> [BRIEF]: Retype, word for word, each line between the lines holding "conceptually represents discrete" and "One option is", inclusive, and leave the rest of the data alone.
==== PROVIDED ENTRIES ====
Issue #55, opened 2022-04-26
Pre-RFC: Range types


vpetrovykh:
## Range types

Range types can exist as a sort of a scalar value, akin to arrays. Although they represent a set of values, but the way we manipulate these values is different from a pure EdgeQL set. It's a special case that is a little more structured.

Other programming languages seem to mostly use range types to loop over indexes. This biases the way ranges are defined. In EdgeDB range types are expected to be used in constraints or even as values unto themselves.

### Base types

It seems like we need the following abstract types:
* `anypoint` - any scalar that has "points" which can be used to construct a range (like `int64` and `float64`, but not, say, `json` and `str`)
* `anydiscrete extending anypoint` - any scalar that conceptually represents discrete values (like `int64` or `date`)
* `anycontiguous extending anypoint` - any scalar that conceptually represents contiguous values (like `float64` or `datetime`)
* range itself would be typed similarly to arrays: `range<sometype>` where `sometype` is a concrete type extending `anypoint`.

### Boundaries

A range value should have an upper and lower bound and an indicator for each of them whether they are included in the values the range represents.

It should be possible to omit one or both of the boundaries to represent an open-ended interval. The `{}` seems like a reasonable representation of such an omitted boundary. It should be an error to omit the boundary while indicating that it is inclusive.

### Constructors

One option is to have a special literal to construct a range. A particularly neat format can draw inspiration from the way ranges are indicated in math by using round and square brackets to indicate boundary inclusivity. E.g. `[5..10)` or `(..-10]`. The upside is that this format is familiar from math. The downside is that this messes with any parentheses matching processing (auto-complete, highlighting, etc.)

Another option is to have matching parentheses and use an extra symbol to indicate inclusivity. E.g. `(=5..10)` or `(..=-10)`. It seems that exclusive boundary is the more natural default for this approach, largely because it works naturally with omitted boundaries. The upside of this format is that it plays nice with parentheses matching. The downside is that it's hard to search for and it's not necessarily intuitive when seeing it.

Finally, we can have a function constructor. To make things succinct the signature should be:
```
function range(
    lower: optional anypoint = {}, upper: optional anypoint = {},
    inclow: bool = true, inchigh: bool = false
) -> range<anypoint>
```
Basically, we want to be able to use positional arguments for brevity. We also want the common case of using ranges for some kind of iteration to only need the boundaries and have the inclusivity match how we use indexes in slicing.

The constructor function is compatible with also having a dedicated literal, so it can be implemented first.

[...]

PR #57, opened 2022-05-04
RFC 1012: Range types

vpetrovykh:
Initial proposal to add range types to EdgeQL.

### DIFF
--- a/text/1012-range-types.rst
+++ b/text/1012-range-types.rst
@@ -1,0 +1,310 @@
+::
+
+    Status: Draft
+    Type: Feature
+    Created: 2022-05-02
+    Authors: Victor Petrovykh <victor@edgedb.com>
+    RFC PR: `edgedb/rfcs#0054 <https://github.com/edgedb/rfcs/pull/57>`_
+
+=====================
+RFC 1012: Range types
+=====================
+
+This RFC proposes adding ``range`` and ``multirange`` scalar types to EdgeQL.
+The ``range`` type represents an *interval* of values. While ``multirange``
+type represents a set of non-overlapping ranges.
+
+
+Motivation
+==========
+
+Having a scalar type representing intervals would allow defining a consistent
+way of working with them, such as determining whether two intervals overlap,
+whether one interval is contained in the other, etc. The intervals could also
+be used in constraints. A simple usage would be to define a single constraint
+using an interval instead of using ``min_value`` and ``max_value``
+constraints. More advanced usage could be defining a variant of the
+``exclusive`` constraint which ensures non-overlapping interval property for
+some objects.
+
+Another usage of intervals is in generating sequences of values to be used
+directly or to serve as an iterator set in a ``for`` loop.
+
+
+Specification
+=============
+
+Range types would be similar to ``array`` in that they represent a collection
+of values of a particular type. Since intervals in Postgres are not completely
+arbitrary, we will only be able to define ``range`` and ``multirange`` over
+specific scalar types.
+
+The base scalar types that ``range`` and ``multirange`` can work with:
+* ``anypoint`` - any scalar that has "points" which can be used to construct
+  a range (like ``int64`` and ``float64``, but not, say, ``json`` and ``str``)
+* a helper type expression ``increment<type>``, which is syntax sugar for
+  looking at the return type of the operator ``-(type, type)``. It serves to
+  identify the appropriate type for "stepping" through values inside an
+  interval.
+* ``anydiscrete extending anypoint`` - any scalar that conceptually
+  represents discrete values (like ``int64`` or ``date``)
+* ``anycontiguous extending anypoint`` - any scalar that conceptually
+  represents contiguous values (like ``float64`` or ``datetime``)
+
+The interval types themselves would be defined similar to arrays:
+* ``range<anypoint>`` represents intervals over some concrete ``anypoint``
+  sub-type
+* ``multirange<anypoint>`` represents a set of non-overlapping ``range``
+  values over the corresponding concrete ``anypoint`` sub-type
+
+
+Boundaries
+----------
+
+A ``range`` value should have an upper and lower bound and an indicator for
+each of them whether they are included in the values the ``range`` represents.
+
+It should be possible to omit one or both of the boundaries to represent an
+open-ended interval. The ``{}`` will be used to represent the omitted
+boundary. It should be an error to omit the boundary, but indicate that it is
+inclusive.
+
+
+Constructors
+------------
+
+We will use a function constructor for creating new ``range`` values::
+
+  function range(
+      lower: optional anypoint = {},
+      upper: optional anypoint = {},
+      named only inc_lower: bool = true,
+      named only inc_upper: bool = false
+  ) -> range<anypoint>
+
+The default values are chosen so as to minimize the amount of keystrokes
+required to define ranges for common use-cases such as for iterators.
+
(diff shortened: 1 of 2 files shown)


vpetrovykh:
This is an RFC draft based on #55.

text/1012-range-types.rst
```diff
@@ -0,0 +1,277 @@
...
+
+Accessing range components
+--------------------------
+
+Several functions will be used to access ``range`` components::
+
+  function get_range_upper(range<anypoint>) -> optional anypoint
+  function get_range_lower(range<anypoint>) -> optional anypoint
+  function is_inclusive_lower(range<anypoint>) -> bool
+  function is_inclusive_upper(range<anypoint>) -> bool
```
elprans, line 110:
```suggestion
  function range_get_upper(range<anypoint>) -> optional anypoint
  function range_get_lower(range<anypoint>) -> optional anypoint
  function range_is_inclusive_lower(range<anypoint>) -> bool
  function range_is_inclusive_upper(range<anypoint>) -> bool
```

text/1012-range-types.rst
```diff
@@ -0,0 +1,277 @@
...
+
+
+Accessing multirange components
+-------------------------------
+
+There will be a function for extracting sub-ranges from a multirange::
+
+  function get_subranges(multirange<anypoint>) -> set of range<anypoint>
```
elprans, line 118: Maybe

```suggestion
  function multirange_unpack(multirange<anypoint>) -> set of range<anypoint>
```

?

text/1012-range-types.rst
```diff
@@ -0,0 +1,277 @@
...
+
+By default this function will return the ranges ordered by boundaries
+fromlowest to highest. This is the order of definition and Postgres by default
```
elprans, line 121:
```suggestion
from lowest to highest. This is the order of definition and Postgres by default
```

text/1012-range-types.rst
```diff
@@ -0,0 +1,277 @@
...
+
+Helper functions
+----------------
+
+In addition to the functions mentioned above there must be a way to generate
+an ordered set of values from a ``range`` or ``multirange``::
+
+  function range_unpack(
+      val: range<anydiscrete>,
+      step: anydiscrete = DEFAULT_STEP
```
elprans, line 133: Would be easier to add overloads instead of sentinel `DEFAULT_STEP`.

text/1012-range-types.rst
```diff
@@ -0,0 +1,277 @@
...
+
+  function range_unpack(
+      val: multirange<anydiscrete>,
+      step: anydiscrete = DEFAULT_STEP
+  ) -> set of anydiscrete
+
+
+  function range_unpack(
+      val: range<anycontiguous>,
+      step: anycontiguous
```
elprans, line 144: We would have to invent another type: `increment<anycontiguous>` (and `increment<anydiscrete>`), which would internally resolve into the appropriate increment type of a given point type, i.e. `duration` for `datetime`.

text/1012-range-types.rst
```diff
@@ -0,0 +1,277 @@
...
+      haystack: range<anypoint>,
+      needle: range<anypoint>
+  ) -> bool
+
+  function overlaps(
+      haystack: multirange<anypoint>,
+      needle: multirange<anypoint>
+  ) -> bool
+
+It should be noted that if ``contains(A, B) = true`` then ``overlaps(A, B) =
```
elprans, line 191: Postgres defines a bunch more functions for ranges, such as relative disposition (e.g. "strictly to the left of", "strictly to the right of", etc.).  I think we should reflect those as well.

text/1012-range-types.rst
```diff
@@ -0,0 +1,277 @@
...
+true``.
+
+
+Operators
+---------
+
+The operators ``+`` and ``-`` should be defined for various combinations of
+``range`` and ``multirange``. The semantics of ``+`` is a "union", whereas the
+``-`` allows excluding some values from an interval. Both of these operators
```
elprans, line 200: What about the intersection of ranges?

text/1012-range-types.rst
vpetrovykh: Yeah, good point about our naming scheme.

text/1012-range-types.rst
vpetrovykh: This is very long name... maybe `to_range(multirange<anypoint>)` instead? It's a conversion function of sorts.

text/1012-range-types.rst
vpetrovykh: Fixed typo.

text/1012-range-types.rst
vpetrovykh: Yes, you're right, I was sloppy here and I should explain that we want overloads.

text/1012-range-types.rst
vpetrovykh: I don't think that inventing another type makes any sense here because for `local_date`, `local_time`, and `datetime` the step is `duration`, but it's also a valid step for `duration` itself. Trying to link them by marking them with abstract types doesn't seem to work because abstract types don't let us see the valid pairs.

Date and time scalars seem to be the only current exception, but if we ever have another one, generalizing this mechanism would be near impossible. On the other hand, encoding this feature as a particular overload for `range_unpack` is clear and future-proof.

text/1012-range-types.rst
vpetrovykh: Yeah, you're right.

text/1012-range-types.rst
vpetrovykh: Hmm, yeah I missed an important bit here. We need to define `>`, `>=`, `<`, and `<=` for everything in EdgeQL (because everything must be orderable). So I'll add that to "operators". Meanwhile we'll have functions for "strictly to the left/right" and "does not extend to the left/right of".

The question is what to call these? They are wordy and I'd like to avoid full sentences as function names.

text/1012-range-types.rst
elprans: `increment<type>` is not "another type", it's an alias for the return type of operator `-(type, type)`, i.e. it needs no actual formal implementation aside from a bit of schema magic.

text/1012-range-types.rst
elprans: `to_range` implies that a single range would be returned, `to_ranges` would be better.

vpetrovykh: Fair enough.

text/1012-range-types.rst
vpetrovykh: Wait, are you suggesting that `increment<type>` is a type expression that isn't independently defined, but instead literally looks up the operator `-(type, type)` and returns the declared return type of that operator?

And the main reason for this thing even existing is to be used in formal generic function definitions like `range_unpack(val: range<anypoint>, step: increment<anypoint>)`? What's the benefit? We would still implement the specific overloaded versions for each specific range type, I think.

If it is independently defined, then it would place the burden of reconciling it with the operator, so maybe not a great option.

elprans: > but instead literally looks up the operator `-(type, type)` and returns the declared return type of that operator?

This.

> We would still implement the specific overloaded versions for each specific range type, I think.

If we implement the "magic" type then we wouldn't necessarily need to implement the overloads, because the compiler can just assume that all descendants of `anypoint` implement the necessary generator.

vpetrovykh: Added `increment<type>` to the RFC.

PR #59, opened 2022-06-07
RFC 1013: Date/time arithmetic.

vpetrovykh:
Add subtraction operator `-` for all "local" date/time scalars.

Add helper funcitons for normalizing `relative_duration` and
for extracting its various components.


text/1013-datetime-arithmetic.rst
```diff
@@ -0,0 +1,216 @@
...
+
+Specification
+=============
+
+The ``local_datetime`` will introduce the following subtraction operator::
+
+  CREATE INFIX OPERATOR
+  std::`-` (
+    l: cal::local_datetime,
+    r: std::local_datetime
```
elprans, line 94:
```suggestion
    r: cal::local_datetime
```

text/1013-datetime-arithmetic.rst
```diff
@@ -0,0 +1,216 @@
...
+          SELECT ("l" - "r")::edgedb.relative_duration_t
+      $$;
+  };
+
+The result is expected to be a ``relative_duration`` in days and
+hours/minutes/seconds. This is the most precise format as ``local_datetime``
+cannot account for DST and so 1 day and 24 hours are always equivalent
+durations in this context.
+
+The ``local_datetime`` will introduce the following subtraction operator::
```
elprans, line 106:
```suggestion
The ``local_time`` will introduce the following subtraction operator::
```

elprans (approved):

text/1013-datetime-arithmetic.rst
```diff
@@ -0,0 +1,226 @@
...
+std::duration_get(dur: std::duration, el: std::str) -> std::float64
+{
+  ...
+};
+
+The components avaialable for extraction from ``relative_duration`` are:
+*millenium*, *century*, *decade*, *year*, *quarter*, *month*, *day*, *hour*,
+*minutes*, *seconds*, *milliseconds*, *microseconds*, and *totalseconds*. The
+*totalseconds* converts a ``relative_duration`` to seconds represented as a
+``float64`` value.
```
tailhook, line 196: We need to document what does `duration_get` for `std::duration`. It never returns anything bigger than `hours`, right? Is asking for that is an error or zero result?

Also why we don't use enum here, is it because of performance issue?

text/1013-datetime-arithmetic.rst
```diff
@@ -0,0 +1,226 @@
...
+There are no security implications.
+
+
+Rejected Alternative Ideas
+==========================
+
+We specifically rejected the option of ``-`` operating on two ``local_date``
+values producing a ``relative_duration`` by default. In practice, this
+operation would produce ``relative_duration`` expressed using exclusively days
+anyways. The main difference then would be that in order to use the result of
```
tailhook, line 219: Why does it produce days only and not months or years? Is it artifact of the postgres implementation?

tailhook: Also even if it does like that, I'm still thinking that  `local_date - local_date = days` isn't obvious. One could assume it produces seconds or duration type as well depending on their background. So returning `relative_duration` with days only makes a lot of sense making code like `duration_get(date1 - date2,
'days')` self-documenting.

vpetrovykh: > Why does it produce days only and not months or years? Is it artifact of the postgres implementation?

Because for date arithmetic `days` are exact, whereas months/years/etc. are not. It is also the case that Postgres implements it this way.

Perhaps we want to expose `age` function from Postgres that performs the subtraction exactly and returns the result using days, months, years, etc.

> So returning `relative_duration` with days only makes a lot of sense making code like `duration_get(date1 - date2, 'days')` self-documenting.

There's a performance penalty if you actually want days as an integer: `<int64>duration_get(date1 - date2, 'days')`. It's also pretty bulky for a common use-case.

Another reason relates to future plans for `range_unpack`. We want to be able to generate a bunch of dates from a range. By default we want to step by 1 day, but in principle we also want to allow other steps, like 2 days, 7 days, etc. The key here is that it's always a whole number of days, not fractional. So we've had this idea that it's really the `-` operator that defines the type of the step (as it does for all other types - because the step is in whatever units the "difference" is measured). If we use `relative_duration` for step instead we need to either discard the fractional part (like it happens for performing `+`) or forbid it outright making it an error. Both seem rather awkward. So these thoughts led us to the idea that actually `local_date` is much more like a special kind of integer than it is like `datetime`.

text/1013-datetime-arithmetic.rst
```diff
@@ -0,0 +1,226 @@
...
+cal::normalize_relative_duration(dur: cal::relative_duration)
+  -> cal::relative_duration
+{
+    USING SQL FUNCTION 'justify_interval';
+};
+
+The ``normalize_relative_hours`` converts 24 hrs chunks into days.
+The ``normalize_relative_days`` converts days into months assuming that 1 month = 30 days.
+The ``normalize_relative_duration`` is the equivalent of calling
+``normalize_relative_days(normalize_relative_hours(x))``.
```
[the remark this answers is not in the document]
elprans: I actually think that the original "justify" name is probably better here, though whatever we choose it's not going to be 100% descriptive unless we go the super-verbose route.

text/1013-datetime-arithmetic.rst
elprans: Yeah, the analogy here is integers vs floating point types.  `relative_duration` is fractional, so it'd be like returning a `float64` from `int64 - int64`, which is loss of type fidelity.  As a compromise we can consider adding a `relative_duration` subdomain that allows only `days` and is implicitly castable to `relative_duration` and can also be cast from/to ints.  This way you can still get nice typing and output but without the ambiguity of `relative_duration` or weirdness of pure `int64`.

text/1013-datetime-arithmetic.rst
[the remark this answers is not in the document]
tailhook: > though whatever we choose it's not going to be 100% descriptive unless we go the super-verbose route.

My problem is mostly that `normalize_relative_days` is not clear whether it normalizes up (i.e. days to months and years) or down (i.e. hours to days). Also technically `normalize_relative_hours` normalizes "microseconds" instead (i.e. there is no `hours` counter in the internal structure).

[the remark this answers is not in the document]
tailhook: Also, I like the precedent that [systemd set](https://www.freedesktop.org/software/systemd/man/systemd.time.html) is that months are counted as `30.44` days and years are set to `365.25` days. For big durations, it's much more accurate for human presentation.

On the other hand, "normalizing" relative datetime that had just days and getting non-zero hours in the "normalized" variant is also unexpected for most users. So it's more useful for creating rather than formatting and for durations rather than relative durations.

And then, as you have said, years are also useful and they will be calculated from months, but their duration will be `360` days with the semantics defined in the current spec.

What I'm trying to say is that there is no generally agreed "normalization" operation. 

So we might want few formatting and/or truncation operations instead, with customizable ways to convert units.

text/1013-datetime-arithmetic.rst
tailhook: > There's a performance penalty if you actually want days as an integer: `<int64>duration_get(date1 - date2, 'days')`. It's also pretty bulky for a common use-case.

I think we can instruct compiler to optimize this in most cases. While it's bulky, I'm pretty sure it's not so common to optimize brevity over clarity.

-----

On the other hand, I somewhat agree with the "minus defines type of the step" argument.

Will I still be able to step by month or year with this definition? Is it applied only for default step, or does this mean that integer days is the only step type I can use?

text/1013-datetime-arithmetic.rst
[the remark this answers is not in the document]
vpetrovykh: I've added an overload for `duration_truncate` for `relative_duration` to this PR. So with some combination of `duration_get`, `duration_truncate` and possibly some normalizations you can try to massage the `relative_duration` into a reasonable presentation.

At the end of the day, if you're trying to normalize `relative_duration` you've already lost your reference point and will inevitably make some approximations, so that process is like calling `round`. For more accurate `relative_duration` values we need to expose `age` (possibly under some other name), which performs the arithmetic as accurately as possible for the given 2 datetimes.

text/1013-datetime-arithmetic.rst
vpetrovykh: Updated the RFC

text/1013-datetime-arithmetic.rst
vpetrovykh: > Will I still be able to step by month or year with this definition? Is it applied only for default step, or does this mean that integer days is the only step type I can use?

Good point.

I think we should go with the suggestion by @elprans: introduce a new subtype of `relative_duration` that does not have the "fractional day" components. We can call it `date_duration`.

text/1013-datetime-arithmetic.rst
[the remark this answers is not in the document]
tailhook: > if you're trying to normalize `relative_duration` you've already lost your reference point and will inevitably make some approximations, so that process is like calling `round`.

Yes. But there is a difference. It's fine if `date + normalize_relative_duration(x)`
comparing to `date + x` is off by hours (or maybe days on large numbers). But with the semantics above, it will be off by two years if `x > "55000 days"`.

I you really want something like rounding behavior then month length should be about `30.44` days and rounding is used to throw away fractional days. But I'm not sure if this makes sense if fractional days are already present in the input.

vpetrovykh:
I've added `relative_delta` as a way to expose `age` from Postgres as it represents a very useful wayof performing subtraction of `local_date`/`local_datetime` values.

I've also updated the int/float analogy for the new arithmetic. This potentially adds a backwards-incompatible change for `+`.

PR #61, opened 2022-07-21
Update RFC 1011.

vpetrovykh:
Add the concept of `access group` in addition to `access policy` as a
way to address code duplication and boilerplate.


vpetrovykh:
Adding `access group` attempts to provide the grouping functionality that we seem to want for access policies without affecting the existing DDL too much. Additionally this mechanism is more general than allowing anonymous sub-policies under a single `access policy`, because it also allows grouping together of policies affecting the same type of access.

1st1:
Looks good to me after a quick glance. But since this is a new capability that we would be shipping in a future release I think it makes sense to describe it in a *separate* RFC. This was we can mark this as *final* and the reader will have a clear understanding of what's shipped in 2.0 and what will be implemented later.

vpetrovykh:
OK, I'll split it into its own RFC. The general idea here is to keep our current `access policy` approach and propose a way to build on top of it so that we don't have to do last minute changes to 2.0 release.

Once I submit a new RFC I'll cancel this PR, but for now we can gather comments here if there are more.

vpetrovykh:
I've pushed #63 to address adding the grouping mechanism. However, I've updated the current PR to have one modification: remove `when` clause. If we kill it, the sooner we do that the better.

PR #63, opened 2022-07-22
RFC 1014: Add access policy groups.

vpetrovykh:
Add a mechanism for grouping access policies together to enable code
re-use and clearer semantics.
====
> [TASK RESPONSE]:
* `anydiscrete extending anypoint` - any scalar that conceptually represents discrete values (like `int64` or `date`)
* `anycontiguous extending anypoint` - any scalar that conceptually represents contiguous values (like `float64` or `datetime`)
* range itself would be typed similarly to arrays: `range<sometype>` where `sometype` is a concrete type extending `anypoint`.

### Boundaries

A range value should have an upper and lower bound and an indicator for each of them whether they are included in the values the range represents.

It should be possible to omit one or both of the boundaries to represent an open-ended interval. The `{}` seems like a reasonable representation of such an omitted boundary. It should be an error to omit the boundary while indicating that it is inclusive.

### Constructors

One option is to have a special literal to construct a range. A particularly neat format can draw inspiration from the way ranges are indicated in math by using round and square brackets to indicate boundary inclusivity. E.g. `[5..10)` or `(..-10]`. The upside is that this format is familiar from math. The downside is that this messes with any parentheses matching processing (auto-complete, highlighting, etc.)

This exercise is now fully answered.